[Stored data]

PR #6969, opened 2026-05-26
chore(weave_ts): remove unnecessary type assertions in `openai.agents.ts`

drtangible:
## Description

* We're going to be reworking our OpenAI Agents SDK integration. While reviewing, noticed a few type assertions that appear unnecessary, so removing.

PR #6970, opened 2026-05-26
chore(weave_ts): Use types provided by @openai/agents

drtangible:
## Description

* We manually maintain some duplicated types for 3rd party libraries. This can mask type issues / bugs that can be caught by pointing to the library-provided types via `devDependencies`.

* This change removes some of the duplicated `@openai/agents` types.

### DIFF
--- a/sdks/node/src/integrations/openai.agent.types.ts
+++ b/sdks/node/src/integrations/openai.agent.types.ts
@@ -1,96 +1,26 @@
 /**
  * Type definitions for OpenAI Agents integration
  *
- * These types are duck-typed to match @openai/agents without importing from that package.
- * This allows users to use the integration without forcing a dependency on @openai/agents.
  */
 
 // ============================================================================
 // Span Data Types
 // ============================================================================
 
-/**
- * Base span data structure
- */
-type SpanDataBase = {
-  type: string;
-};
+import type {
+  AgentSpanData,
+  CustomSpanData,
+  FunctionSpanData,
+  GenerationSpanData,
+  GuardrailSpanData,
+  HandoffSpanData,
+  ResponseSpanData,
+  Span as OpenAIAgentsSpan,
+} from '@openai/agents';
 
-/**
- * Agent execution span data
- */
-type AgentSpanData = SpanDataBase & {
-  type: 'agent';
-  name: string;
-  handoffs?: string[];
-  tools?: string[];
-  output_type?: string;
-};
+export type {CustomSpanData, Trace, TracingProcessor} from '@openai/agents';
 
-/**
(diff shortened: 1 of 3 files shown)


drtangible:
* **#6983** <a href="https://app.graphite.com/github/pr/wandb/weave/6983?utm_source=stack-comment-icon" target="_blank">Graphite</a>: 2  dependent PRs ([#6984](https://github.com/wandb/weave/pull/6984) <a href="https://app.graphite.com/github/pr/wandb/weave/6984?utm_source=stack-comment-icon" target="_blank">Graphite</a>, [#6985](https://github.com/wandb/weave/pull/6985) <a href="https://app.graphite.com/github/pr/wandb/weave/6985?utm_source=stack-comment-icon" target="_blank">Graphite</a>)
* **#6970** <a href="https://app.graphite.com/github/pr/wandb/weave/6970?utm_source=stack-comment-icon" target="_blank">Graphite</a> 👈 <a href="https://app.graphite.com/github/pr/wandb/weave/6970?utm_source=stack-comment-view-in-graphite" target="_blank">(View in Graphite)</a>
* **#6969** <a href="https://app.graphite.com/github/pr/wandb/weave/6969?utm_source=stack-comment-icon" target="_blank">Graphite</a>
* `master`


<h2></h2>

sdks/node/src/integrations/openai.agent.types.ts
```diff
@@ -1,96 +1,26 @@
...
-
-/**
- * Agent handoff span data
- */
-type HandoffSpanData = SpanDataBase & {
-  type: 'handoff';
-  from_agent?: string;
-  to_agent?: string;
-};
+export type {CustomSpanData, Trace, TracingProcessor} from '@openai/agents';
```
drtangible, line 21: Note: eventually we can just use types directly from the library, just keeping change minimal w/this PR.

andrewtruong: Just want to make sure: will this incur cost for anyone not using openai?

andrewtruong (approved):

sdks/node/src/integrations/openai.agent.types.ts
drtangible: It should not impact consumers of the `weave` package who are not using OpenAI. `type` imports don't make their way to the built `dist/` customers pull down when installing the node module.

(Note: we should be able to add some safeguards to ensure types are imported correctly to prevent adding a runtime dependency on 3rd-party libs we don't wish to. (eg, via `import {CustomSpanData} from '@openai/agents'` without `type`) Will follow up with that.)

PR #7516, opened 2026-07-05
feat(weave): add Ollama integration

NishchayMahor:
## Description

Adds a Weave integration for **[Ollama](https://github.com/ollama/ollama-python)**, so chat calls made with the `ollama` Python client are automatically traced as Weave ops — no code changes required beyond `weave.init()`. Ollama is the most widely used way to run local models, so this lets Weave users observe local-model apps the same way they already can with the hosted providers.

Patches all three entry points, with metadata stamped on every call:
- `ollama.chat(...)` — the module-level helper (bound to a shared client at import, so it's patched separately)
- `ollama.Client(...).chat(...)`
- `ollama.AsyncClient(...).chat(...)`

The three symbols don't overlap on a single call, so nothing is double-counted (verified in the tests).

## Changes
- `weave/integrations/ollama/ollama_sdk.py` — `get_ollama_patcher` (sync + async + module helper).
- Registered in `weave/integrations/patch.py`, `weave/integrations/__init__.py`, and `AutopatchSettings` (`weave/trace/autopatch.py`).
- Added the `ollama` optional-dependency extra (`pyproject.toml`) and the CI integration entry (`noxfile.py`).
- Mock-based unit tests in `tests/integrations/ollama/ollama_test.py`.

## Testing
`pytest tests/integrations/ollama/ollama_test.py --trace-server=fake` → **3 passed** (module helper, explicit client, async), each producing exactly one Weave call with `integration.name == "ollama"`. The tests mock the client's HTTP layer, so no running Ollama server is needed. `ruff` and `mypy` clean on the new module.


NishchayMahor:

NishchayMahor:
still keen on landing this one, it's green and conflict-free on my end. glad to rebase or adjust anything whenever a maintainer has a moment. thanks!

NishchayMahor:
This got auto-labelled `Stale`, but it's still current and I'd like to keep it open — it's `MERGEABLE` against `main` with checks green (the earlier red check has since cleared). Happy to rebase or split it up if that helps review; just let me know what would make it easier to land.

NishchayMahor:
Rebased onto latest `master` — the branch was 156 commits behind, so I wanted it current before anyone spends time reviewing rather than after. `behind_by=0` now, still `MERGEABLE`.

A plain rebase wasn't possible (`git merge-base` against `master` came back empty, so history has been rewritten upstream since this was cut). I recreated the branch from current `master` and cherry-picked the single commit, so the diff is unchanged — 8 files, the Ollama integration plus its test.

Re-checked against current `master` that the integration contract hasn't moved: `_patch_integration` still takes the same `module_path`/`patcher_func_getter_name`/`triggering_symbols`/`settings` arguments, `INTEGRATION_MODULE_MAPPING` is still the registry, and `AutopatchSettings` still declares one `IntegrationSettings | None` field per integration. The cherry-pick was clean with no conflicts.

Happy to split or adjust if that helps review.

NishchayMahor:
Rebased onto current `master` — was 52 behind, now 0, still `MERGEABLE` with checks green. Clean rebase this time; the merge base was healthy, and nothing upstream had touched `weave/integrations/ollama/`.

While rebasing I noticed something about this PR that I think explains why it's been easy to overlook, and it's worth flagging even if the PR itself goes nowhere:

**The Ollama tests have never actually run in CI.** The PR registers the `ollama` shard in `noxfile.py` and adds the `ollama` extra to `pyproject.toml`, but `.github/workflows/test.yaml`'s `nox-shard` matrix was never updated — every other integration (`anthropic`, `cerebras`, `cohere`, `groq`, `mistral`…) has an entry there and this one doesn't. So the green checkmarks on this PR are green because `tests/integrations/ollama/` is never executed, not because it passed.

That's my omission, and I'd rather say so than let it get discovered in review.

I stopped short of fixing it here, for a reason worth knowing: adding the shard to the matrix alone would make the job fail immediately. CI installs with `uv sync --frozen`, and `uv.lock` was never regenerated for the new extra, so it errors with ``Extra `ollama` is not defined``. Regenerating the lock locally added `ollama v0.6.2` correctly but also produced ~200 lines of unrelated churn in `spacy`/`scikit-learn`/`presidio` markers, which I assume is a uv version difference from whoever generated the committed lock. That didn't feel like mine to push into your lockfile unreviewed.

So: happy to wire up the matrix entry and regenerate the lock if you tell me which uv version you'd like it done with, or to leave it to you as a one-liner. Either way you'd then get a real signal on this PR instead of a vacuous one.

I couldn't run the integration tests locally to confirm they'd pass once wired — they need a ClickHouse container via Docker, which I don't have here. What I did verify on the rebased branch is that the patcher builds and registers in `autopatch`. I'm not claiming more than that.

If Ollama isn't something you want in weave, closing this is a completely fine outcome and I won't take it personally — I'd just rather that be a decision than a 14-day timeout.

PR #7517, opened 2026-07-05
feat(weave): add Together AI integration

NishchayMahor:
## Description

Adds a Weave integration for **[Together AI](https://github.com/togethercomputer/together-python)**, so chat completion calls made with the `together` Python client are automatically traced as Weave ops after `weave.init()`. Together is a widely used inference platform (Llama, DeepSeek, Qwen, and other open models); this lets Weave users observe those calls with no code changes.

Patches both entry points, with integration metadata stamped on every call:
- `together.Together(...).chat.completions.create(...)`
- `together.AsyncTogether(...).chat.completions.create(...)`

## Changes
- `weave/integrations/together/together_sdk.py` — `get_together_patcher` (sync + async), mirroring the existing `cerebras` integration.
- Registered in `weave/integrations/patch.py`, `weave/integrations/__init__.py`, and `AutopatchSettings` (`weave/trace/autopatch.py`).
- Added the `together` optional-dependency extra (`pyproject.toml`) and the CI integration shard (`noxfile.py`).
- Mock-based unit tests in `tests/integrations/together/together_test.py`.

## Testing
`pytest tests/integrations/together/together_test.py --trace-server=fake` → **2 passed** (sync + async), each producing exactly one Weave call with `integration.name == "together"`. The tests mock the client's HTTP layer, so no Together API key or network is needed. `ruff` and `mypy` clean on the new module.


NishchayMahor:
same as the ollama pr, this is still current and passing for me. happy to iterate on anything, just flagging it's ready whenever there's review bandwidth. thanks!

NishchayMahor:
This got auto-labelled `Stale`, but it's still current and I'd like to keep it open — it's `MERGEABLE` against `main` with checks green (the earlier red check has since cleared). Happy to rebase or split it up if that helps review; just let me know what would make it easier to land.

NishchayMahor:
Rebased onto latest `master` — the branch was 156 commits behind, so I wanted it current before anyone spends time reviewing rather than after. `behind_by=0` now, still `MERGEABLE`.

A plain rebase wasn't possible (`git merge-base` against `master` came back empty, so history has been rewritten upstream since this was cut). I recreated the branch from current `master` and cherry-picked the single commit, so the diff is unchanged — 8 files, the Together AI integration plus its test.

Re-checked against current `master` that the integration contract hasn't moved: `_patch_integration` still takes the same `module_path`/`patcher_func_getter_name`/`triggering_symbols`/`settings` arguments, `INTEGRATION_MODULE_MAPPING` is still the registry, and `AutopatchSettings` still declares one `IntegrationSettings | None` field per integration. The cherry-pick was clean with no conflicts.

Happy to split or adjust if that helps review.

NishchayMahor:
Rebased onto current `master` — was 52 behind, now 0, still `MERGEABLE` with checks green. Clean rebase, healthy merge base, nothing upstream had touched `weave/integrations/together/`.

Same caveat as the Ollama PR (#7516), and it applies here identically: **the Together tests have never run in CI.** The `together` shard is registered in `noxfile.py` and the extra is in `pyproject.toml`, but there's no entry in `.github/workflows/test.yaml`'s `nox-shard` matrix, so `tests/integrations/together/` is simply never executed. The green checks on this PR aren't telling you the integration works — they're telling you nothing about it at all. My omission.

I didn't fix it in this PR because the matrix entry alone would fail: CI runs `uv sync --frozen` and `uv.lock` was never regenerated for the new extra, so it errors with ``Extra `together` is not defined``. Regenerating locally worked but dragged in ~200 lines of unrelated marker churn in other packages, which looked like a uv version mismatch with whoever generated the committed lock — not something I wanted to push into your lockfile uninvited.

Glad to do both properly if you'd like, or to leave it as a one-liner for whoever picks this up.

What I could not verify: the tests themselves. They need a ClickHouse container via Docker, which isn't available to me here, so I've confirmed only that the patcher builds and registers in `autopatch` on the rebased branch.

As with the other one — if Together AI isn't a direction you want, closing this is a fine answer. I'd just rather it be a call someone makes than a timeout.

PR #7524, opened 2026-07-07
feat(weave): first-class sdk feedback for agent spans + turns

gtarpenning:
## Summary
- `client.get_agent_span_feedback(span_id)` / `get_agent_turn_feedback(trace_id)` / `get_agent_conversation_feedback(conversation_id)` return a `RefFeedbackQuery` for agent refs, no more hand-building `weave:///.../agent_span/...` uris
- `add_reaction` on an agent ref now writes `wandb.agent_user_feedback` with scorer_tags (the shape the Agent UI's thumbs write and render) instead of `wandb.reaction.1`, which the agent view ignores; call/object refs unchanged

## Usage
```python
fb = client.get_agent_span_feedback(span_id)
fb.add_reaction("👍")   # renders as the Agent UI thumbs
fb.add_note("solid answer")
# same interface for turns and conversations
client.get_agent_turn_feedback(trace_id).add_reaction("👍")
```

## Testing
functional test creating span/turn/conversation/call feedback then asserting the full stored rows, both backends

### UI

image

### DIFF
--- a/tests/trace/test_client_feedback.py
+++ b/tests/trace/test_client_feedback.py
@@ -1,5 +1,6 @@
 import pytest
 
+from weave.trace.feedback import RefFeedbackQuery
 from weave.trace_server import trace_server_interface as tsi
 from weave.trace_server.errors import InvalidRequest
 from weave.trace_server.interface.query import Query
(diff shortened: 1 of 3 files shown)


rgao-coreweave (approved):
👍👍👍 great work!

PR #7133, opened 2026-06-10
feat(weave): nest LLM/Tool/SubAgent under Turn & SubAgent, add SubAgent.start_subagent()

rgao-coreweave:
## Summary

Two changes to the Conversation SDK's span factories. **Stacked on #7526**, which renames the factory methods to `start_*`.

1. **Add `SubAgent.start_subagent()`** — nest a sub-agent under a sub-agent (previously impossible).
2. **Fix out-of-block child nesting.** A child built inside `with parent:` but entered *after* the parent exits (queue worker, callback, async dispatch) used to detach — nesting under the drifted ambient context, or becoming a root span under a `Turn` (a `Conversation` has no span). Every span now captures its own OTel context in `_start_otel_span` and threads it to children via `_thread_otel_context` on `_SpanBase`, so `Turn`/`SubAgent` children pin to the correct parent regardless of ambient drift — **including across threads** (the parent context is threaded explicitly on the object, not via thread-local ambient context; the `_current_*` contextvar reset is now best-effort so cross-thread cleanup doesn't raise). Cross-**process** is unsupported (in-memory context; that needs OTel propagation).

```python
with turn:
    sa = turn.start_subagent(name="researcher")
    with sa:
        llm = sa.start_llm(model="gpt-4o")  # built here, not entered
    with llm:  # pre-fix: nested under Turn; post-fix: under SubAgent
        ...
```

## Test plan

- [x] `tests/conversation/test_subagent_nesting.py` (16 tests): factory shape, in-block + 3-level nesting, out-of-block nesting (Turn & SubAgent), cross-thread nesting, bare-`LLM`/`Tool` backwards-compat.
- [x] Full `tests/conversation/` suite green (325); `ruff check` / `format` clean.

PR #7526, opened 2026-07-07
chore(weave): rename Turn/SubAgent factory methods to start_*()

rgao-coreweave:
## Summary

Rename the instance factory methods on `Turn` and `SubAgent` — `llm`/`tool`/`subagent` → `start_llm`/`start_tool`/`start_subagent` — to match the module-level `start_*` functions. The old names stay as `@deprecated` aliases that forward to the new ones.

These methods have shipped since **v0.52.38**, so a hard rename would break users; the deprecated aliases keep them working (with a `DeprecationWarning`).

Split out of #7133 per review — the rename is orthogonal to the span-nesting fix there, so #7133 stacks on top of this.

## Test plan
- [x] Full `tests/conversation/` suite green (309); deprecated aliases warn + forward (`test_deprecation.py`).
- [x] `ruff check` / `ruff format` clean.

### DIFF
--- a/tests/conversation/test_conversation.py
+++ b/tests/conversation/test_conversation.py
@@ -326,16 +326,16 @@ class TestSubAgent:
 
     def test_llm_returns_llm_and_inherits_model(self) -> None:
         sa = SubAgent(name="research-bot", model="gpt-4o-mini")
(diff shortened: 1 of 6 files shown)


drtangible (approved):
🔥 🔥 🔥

*What you need to do*: Using the data above, extract exactly the lines from the one that holds "weave.trace.feedback import RefFeedbackQuery" to the one that holds "(16 tests): factory", both ends included, and no others.

*Response to the exercise*:
+from weave.trace.feedback import RefFeedbackQuery
 from weave.trace_server import trace_server_interface as tsi
 from weave.trace_server.errors import InvalidRequest
 from weave.trace_server.interface.query import Query
(diff shortened: 1 of 3 files shown)


rgao-coreweave (approved):
👍👍👍 great work!

PR #7133, opened 2026-06-10
feat(weave): nest LLM/Tool/SubAgent under Turn & SubAgent, add SubAgent.start_subagent()

rgao-coreweave:
## Summary

Two changes to the Conversation SDK's span factories. **Stacked on #7526**, which renames the factory methods to `start_*`.

1. **Add `SubAgent.start_subagent()`** — nest a sub-agent under a sub-agent (previously impossible).
2. **Fix out-of-block child nesting.** A child built inside `with parent:` but entered *after* the parent exits (queue worker, callback, async dispatch) used to detach — nesting under the drifted ambient context, or becoming a root span under a `Turn` (a `Conversation` has no span). Every span now captures its own OTel context in `_start_otel_span` and threads it to children via `_thread_otel_context` on `_SpanBase`, so `Turn`/`SubAgent` children pin to the correct parent regardless of ambient drift — **including across threads** (the parent context is threaded explicitly on the object, not via thread-local ambient context; the `_current_*` contextvar reset is now best-effort so cross-thread cleanup doesn't raise). Cross-**process** is unsupported (in-memory context; that needs OTel propagation).

```python
with turn:
    sa = turn.start_subagent(name="researcher")
    with sa:
        llm = sa.start_llm(model="gpt-4o")  # built here, not entered
    with llm:  # pre-fix: nested under Turn; post-fix: under SubAgent
        ...
```

## Test plan

- [x] `tests/conversation/test_subagent_nesting.py` (16 tests): factory shape, in-block + 3-level nesting, out-of-block nesting (Turn & SubAgent), cross-thread nesting, bare-`LLM`/`Tool` backwards-compat.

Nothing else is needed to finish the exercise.